I have been smoking ABTs for a while now and have always had them disappear long before the counter ever got warm from the pan they were placed in (that's a good thing).  Tomorrow I am hitting the store for some 50 jalapenos to split for 100 ABTs that will be for Sunday's tailgate party for the Real Rams Fans forum annual gathering.  This is not an issue as I have more than enough space in the smoker and I'm not afraid of being up early to get it up and running to be at the stadium by 8 am.  My problem is, I'll be at work when these need to be started.

My son, Jake, will be going to the game with me and has volunteered to start the smoker for me but I'm apprehensive about trusting a 13 year old to get up at 5 am so I thought I'd see if anyone here has ever pre-smoked ABTs and reheated them the next day and if so, what were the results?  I'm relatively sure that if I smoke them Saturday and don't put plastic wrap or foil tightly around them and cut the smoker time short by 30 minutes or so then they'll be fine for a finish in the oven at 250°.

Thoughts?


----------



## rbranstner (Oct 2, 2010)

Yes I have smoked and reheated ABT's many times. all though they aren't the same as eating them fresh but they are still very awesome! I reheated them in the oven or on the grill in tinfoil or one of those big tin pans with a cover on them.


----------



## mr mac (Oct 2, 2010)

Thanks, that what I figured!


----------



## mr mac (Oct 5, 2010)

Stuffed with cream cheese, garlic and basil.






These guys were happy to give themselves to the cause!
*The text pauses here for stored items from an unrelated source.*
PR #1360, opened 2020-12-09
Travis: Add cpu trap flag tests

andrewbird:
Run as `python3 test/test_dos.py PPDOSGITTestCase.test_cpu_trap_flag`

1. Can you review my changes to your test case?
1. Can you check this fails on your system with current devel (should fail due to fixup message)?
2. Then if you roll back devel to before the 'fixup' commit, check that it still fails. (should fail due to incorrect value)?

Thanks!

### DIFF
--- a/test/func_cpu_trap_flag.py
+++ b/test/func_cpu_trap_flag.py
@@ -1,0 +1,96 @@
+
+from common_framework import mkfile, mkcom
+from cpuinfo import get_cpu_info
+
+
+def cpu_trap_flag(self, cpu_vm):
+
+    config = '$_hdimage = "dXXXXs/c:hdtype1 +1"\n$_floppy_a = ""\n'
+    if cpu_vm == 'kvm':
+        config += '$_cpu_vm = "kvm"\n'
+    elif cpu_vm == 'emulated':
+        config += '$_cpu_vm = "emulated"\n'
+    else:
+        raise ValueError('invalid argument')
+
+    mkfile("testit.bat", """\
+c:\\cputrapf
+rem end
+""", newline="\r\n")
+
+    # compile sources
+    mkcom("cputrapf", r"""
+.text
+.code16
+
+    .globl  _start16
+_start16:
+
+    push    %cs
+    pop     %ds
+
+    movw    $0x2501, %ax
+    movw    $int1, %dx
+    int     $0x21
+    pushw   $0x3003
+    pushw   $0x3303
+    popfw
+    popfw
+    nop
+
+    movb    $0x9, %ah              # print string
+    movw    $result, %dx
+    int     $0x21
+
+exit:
+    movw    $0x4c00, %ax
+    int     $0x21
+    ret
+
+int1:
+    incb    %cs:cnt
+    iret
+
+result:
+    .ascii "Result is ("
+cnt:
+    .byte '0'
+    .ascii ")\r\n$"
+
+""")
+
+    results = self.runDosemu("testit.bat", config=config)
+
+    self.assertIn("Result is (1)", results)
+
+    if cpu_vm != 'kvm':
+        return
+
+    # check for fixup
+    fixupmsg = "KVM: applying TF fixup"
+    knownbad = (
+        'AMD FX(tm)-8350 Eight-Core Processor',
+    )
+
+    # get log content
+    logcontents = 'Missing'
+    with open(self.logname, "r") as f:
+        logcontents = f.read()
+
+    cpu = get_cpu_info()
+    try:
+        name = cpu['brand']
+    except KeyError:
+        try:
+            name = cpu['brand_raw']
+        except KeyError:
+            name = str(cpu)
+
+    if name in knownbad:
+        if fixupmsg in results or fixupmsg in logcontents:
+            self.setMessage("known bad cpu '%s'" % name)
+        else:
+            self.fail("Unexpected success with cpu '%s'" % name)
+    else:
+        if fixupmsg in results or fixupmsg in logcontents:
+            self.fail("Fail with unknown cpu '%s'" % name)
--- a/.travis.yml
+++ b/.travis.yml
@@ -42,6 +42,7 @@ addons:
       - clang
       - nasm
       - libstdc++-5-dev
+      - python3-cpuinfo
       - python3-pexpect
       - gcc-djgpp
       - qemu-system-common
--- a/test/common_framework.py
+++ b/test/common_framework.py
@@ -79,6 +79,7 @@ class BaseTestCase(object):
         cls.confsys = "config.sys"
 
         cls.nologs = False
+        cls.msg = None
 
     @classmethod
     def setUpClassPost(cls):
@@ -146,6 +147,9 @@ class BaseTestCase(object):
     def shortDescription(self):
         doc = super(BaseTestCase, self).shortDescription()
         return "Test %s %s" % (self.prettyname, doc)
+
+    def setMessage(self, msg):
+        self.msg = msg
 
 # helpers
 
@@ -322,6 +326,7 @@ class MyTestResult(unittest.TextTestResult):
         test.xptname = name + ".xpt"
         test.xptdisp = "expect.log"
         test.firstsub = True
+        test.msg = None
 
     def addFailure(self, test, err):
         super(MyTestResult, self).addFailure(test, err)
@@ -351,7 +356,8 @@ class MyTestResult(unittest.TextTestResult):
         if self.showAll:
             if self.starttime is not None:
                 duration = datetime.utcnow() - self.starttime
-                self.stream.writeln("ok ({:>6.2f}s)".format(duration.total_seconds()))
+                msg = (" " + test.msg) if test.msg else ""
+                self.stream.writeln("ok ({:>6.2f}s){}".format(duration.total_seconds(), msg))
             else:
                 self.stream.writeln("ok")
         elif self.dots:
--- a/test/test_dos.py
+++ b/test/test_dos.py
@@ -19,6 +19,7 @@ from common_framework import (BaseTestCase, main,
                               mkfile, mkexe, mkcom, mkstring, WORKDIR,
                               IPROMPT, KNOWNFAIL, UNSUPPORTED)
 
+from func_cpu_trap_flag import cpu_trap_flag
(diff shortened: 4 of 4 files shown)


andrewbird:
I pushed a new version that checks a list for known bad cpus and reports 'unexpected success' or 'unknown bad cpu' along with cpu info. At the moment I have only my machine listed, so I get a 'unexpected success'. If you run it you should get 'unknown bad cpu'. Can you report the cpu string it returns so that I can add it to the known bad list, please? Note that I split the test so you now have to run as:
`python test/test_dos.py PPDOSGITTestCase.test_cpu_trap_flag_emulated PPDOSGITTestCase.test_cpu_trap_flag_kvm`

andrewbird:
And you'll need to add the 'python3-cpuinfo' package to your machine.

test/func_cpu_trap_flag.py
```diff
@@ -0,0 +1,88 @@
...
+    push    %cs
+    pop     %ds
+
+    movw    $0x2501, %ax
+    movw    $int1, %dx
+    int     $0x21
+    pushw   $0x3003
+    pushw   $0x3303
+    popf
+    popf
```
stsp, line 37: Please change both to popfw.
Its the same thing, but for the test-case
its better to be explicit, especially since
popfl actually "kinda works".

test/func_cpu_trap_flag.py
```diff
@@ -0,0 +1,88 @@
...
+    nop
+
+    movb    $0x9, %ah              # print string
+    movw    $result, %dx
+    int     $0x21
+
+exit:
+    movw    $0x4c00, %ax
+    int     $0x21
+    ret
```
stsp, line 47: Why not just ret?
Or do you mind the retcode?

test/func_cpu_trap_flag.py
andrewbird: okay

test/func_cpu_trap_flag.py
andrewbird: I don't really care about the retcode whilst in the suite, but if run standalone someone might.

stsp:
> Can you review my changes to your test case?

Done.

> Can you check this fails on your system with current devel (should fail due to fixup message)?

```
ERROR: Test PP-DOS-GIT CPU Trap Flag KVM                                               
  File "/home/stas/src/dosemu2-devel/test/test_dos.py", line 5313, in test_cpu_trap_flag_kvm
    cpu_trap_flag(self, 'kvm')
  File "/home/stas/src/dosemu2-devel/test/func_cpu_trap_flag.py", line 81, in cpu_trap_flag
    if cpu['brand'] in knownbad:
KeyError: 'brand'
```

Seems like an odd error?

> Then if you roll back devel to before the 'fixup' commit, check that it still fails. (should fail due to incorrect value)?

Not by a roll-back, as it will also remove the
test. But a revert should do, so:
```
Result is (4)


C:\>rem end


FAIL: Test PP-DOS-GIT CPU Trap Flag KVM                                               
  File "/home/stas/src/dosemu2-devel/test/test_dos.py", line 5313, in test_cpu_trap_flag_kvm
    cpu_trap_flag(self, 'kvm')
  File "/home/stas/src/dosemu2-devel/test/func_cpu_trap_flag.py", line 63, in cpu_trap_flag
    self.assertIn("Result is (1)", results)
AssertionError: 'Result is (1)' not found in 'testit.bat\r\r\n\r\r\nC:\\>c:\\cputrapf\r\r\nResult is (4)\r\n\r\r\nC:\\>'
```

Is it good??

stsp:
Is there any better way of reporting the
test failures, rather than with an assertion
and a trace-back?

stsp:
> Can you report the cpu string it returns

I don't see it returning any.
But I copy/pasted all I have.

andrewbird:
Did you see that I pushed some changes since yesterday?

andrewbird:
> Is there any better way of reporting the
test failures, rather than with an assertion
and a trace-back?

Not that I know of. I guess this is a result of using a python test framework where tracebacks are actually useful.

stsp:
> Did you see that I pushed some changes since yesterday?

No but I did the pull today, so everything is up to date.

andrewbird:
Please can you paste the results of 
`python3 -c "import cpuinfo ; print(cpuinfo.get_cpu_info())"`

stsp:
```
{'python_version': '3.9.1.candidate.1 (64 bit)', 'cpuinfo_version': [7, 0, 0], 'cpuinfo_version_string': '7.0.0', 'arch': 'X86_64', 'bits': 64, 'count': 8, 'arch_string_raw': 'x86_64', 'vendor_id_raw': 'AuthenticAMD', 'brand_raw': 'AMD FX(tm)-8350 Eight-Core Processor', 'hz_advertised_friendly': '3.7604 GHz', 'hz_actual_friendly': '3.7604 GHz', 'hz_advertised': [3760401000, 0], 'hz_actual': [3760401000, 0], 'model': 2, 'family': 21, 'flags': ['3dnowprefetch', 'abm', 'aes', 'aperfmperf', 'apic', 'arat', 'avx', 'bmi1', 'clflush', 'cmov', 'cmp_legacy', 'constant_tsc', 'cpb', 'cpuid', 'cr8_legacy', 'cx16', 'cx8', 'de', 'decodeassists', 'extapic', 'extd_apicid', 'f16c', 'flushbyasid', 'fma', 'fma4', 'fpu', 'fxsr', 'fxsr_opt', 'ht', 'hw_pstate', 'ibpb', 'ibs', 'lahf_lm', 'lbrv', 'lm', 'mca', 'mce', 'misalignsse', 'mmx', 'mmxext', 'monitor', 'msr', 'mtrr', 'nodeid_msr', 'nonstop_tsc', 'nopl', 'npt', 'nrip_save', 'nx', 'osvw', 'pae', 'pat', 'pausefilter', 'pclmulqdq', 'pdpe1gb', 'perfctr_core', 'perfctr_nb', 'pfthreshold', 'pge', 'pni', 'popcnt', 'pse', 'pse36', 'rdtscp', 'rep_good', 'sep', 'skinit', 'ssbd', 'sse', 'sse2', 'sse4_1', 'sse4_2', 'sse4a', 'ssse3', 'svm', 'svm_lock', 'syscall', 'tbm', 'tce', 'topoext', 'tsc', 'tsc_scale', 'vmcb_clean', 'vme', 'vmmcall', 'wdt', 'xop', 'xsave'], 'l3_cache_size': 2097152, 'l2_cache_size': '8 MiB', 'l1_data_cache_size': '64 KiB', 'l1_instruction_cache_size': '256 KiB'}
```

andrewbird:
Thanks. It seems the 'brand' key got renamed to 'brand_raw', so we'll use the first one that exists. I added your CPU to the known bad ones and removed mine. So you should now get a skip and a pass, whereas I get two passes.

stsp:
```
Test PP-DOS-GIT CPU Trap Flag emulated                                           ... ok (  1.94s)
Test PP-DOS-GIT CPU Trap Flag KVM                                                ... skipped "known bad cpu 'AMD FX(tm)-8350 Eight-Core Processor'"
```

stsp:
> Will skip if fixup is used, will fail if somehow
>    it doesn't need to use the fixup.

How is so?
If you skip something, you can't find it
didn't need a fixup.

andrewbird:
> How is so?

The test is always run and only the reporting is different.
  1. If the result is anything other than '1' it's reported as fail.
  1. If we detected that the fixup was used and we were not expecting it to be, it's reported as 'bad cpu' failure.
  1. If we detected that the fixup was used and we were expecting it to be, it's reported as a 'known bad cpu' skip.
  1. If we detected that the fixup wasn't used and we were not expecting it to be, it's reported as pass
  1. If we detected that the fixup wasn't used and we were expecting it to be, it's reported as 'unexpected success' failure

I could report 3. as a pass, but there's no opportunity to print any additional message with it. As you've noticed 'skip' is bad terminology, but I wanted to indicate that the workaround is in play.

andrewbird:
Oh one more thing. I'm testing this with 'kvm' and 'emulated', should I really be testing two types of emulation 'jit' and 'sim' alongside 'kvm'?

stsp:
At least for the sake of that test, there
is no compeling need to run it in a simulator,
as it seems to detect the bug in a real CPU.
The rest depends on whether you want to
run it along with all generic tests.

andrewbird:
I found a way to extend '3.' above to PASS  with message, is it better now (obviously I faked the test here)?
~~~
Test PP-DOS-GIT CPU Trap Flag KVM                                                ... ok (  3.45s) known bad cpu 'Intel(R) Core(TM)2 Quad CPU    Q6600  @ 2.40GHz'
~~~

stsp:
Yes, looks much better.

andrewbird:
I updated it with regard to the message on pass, if you could just check with the following, it should be good to merge.
`python test/test_dos.py PPDOSGITTestCase.test_cpu_trap_flag_emulated PPDOSGITTestCase.test_cpu_trap_flag_kvm`

stsp:
```
Test PP-DOS-GIT CPU Trap Flag emulated                                           ... ok (  1.33s)
Test PP-DOS-GIT CPU Trap Flag KVM                                                ... ok (  1.54s) known bad cpu 'AMD FX(tm)-8350 Eight-Core Processor'
```

andrewbird:
Thanks, that looks fine then.

stsp:
Thanks!

stsp:
These tests are cool.
I have very few bisects lately.
Would be nice to integrate @jschwartzenberg 's
windows installer test.
Does it still work?

andrewbird:
Thanks, I'm glad they are being of some value! About the windows installer test, I don't know it myself, but if we add it I should probably split it and the other less DOS version dependant tests from the main test run, else we'll be eating too many travis minutes for little gain.

stsp:
> Thanks, I'm glad they are being of some value!

Well, they only annoy me with those
"devel is broken" e-mails. :) So its quite
difficult to compare retroactively, but I
think the amount of bisects is reduced
because of them, and bisects are a PITA
with fdpp, as you know.

Yeah, windows test should be in a cron
weekly job. It does crazy things like
screen-shotting and OCRing windows
screen to find out the needed buttons
and messages... But I think he actually
got it all to work in the past.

Covered with cheap maple flavored bacon.






And into the MB for a few hours.






No after pics because I was at work and Jake finished them off for me that Saturday afternoon and the next morning when he went to reheat them he forgot to take the pics.  No biggie, we've all seen ABTs before.  The good news is (unless you're a Seattle Seahawks or SF 49er fan) the Rams won.  Again!


----------



## mtchargriller (Nov 4, 2010)

Ahh, another Rams fan!  I will be doing some ABT's for the first time this weekend, can't wait.  Since I won't be glued to the TV watching the game because of the Bye week I plan on doing a few different types.  Any suggestions?  Last weekend me and a friend went to an old apple orchard and picked up a truck load of apple and apricot wood so I need to keep putting it to good use.

GO RAMS!!!


----------



## mr mac (Nov 6, 2010)

Last week at the Panthers game and in honor of Isaac Bruce's retirement we did our ABTs a bit different in that we used some blue food color and colored some cream cheese and the other half of the lot were cheddar for the gold (same colors as the throwback uniforms they wore to honor Rev. Ike) and they were a hit!  As for other ideas, we try to build the ABTs to compliment the main course of the tailgate which, by the way, isn't always easy!  Regardless, you just can't go wrong with ABTs unless you fail to make enough!


----------



## mtchargriller (Nov 8, 2010)

Did some up this weekend and they turned out great!  I diced up some sweet onions and garlic marinaded mushrooms and sauteed them in olive oil.  Mixed them with cream cheese and filled them up.  Next I cut up some little smokies and gaudo cheese added them and wrapped em in bacon and last but not least topped them with Jeffs rib rub. 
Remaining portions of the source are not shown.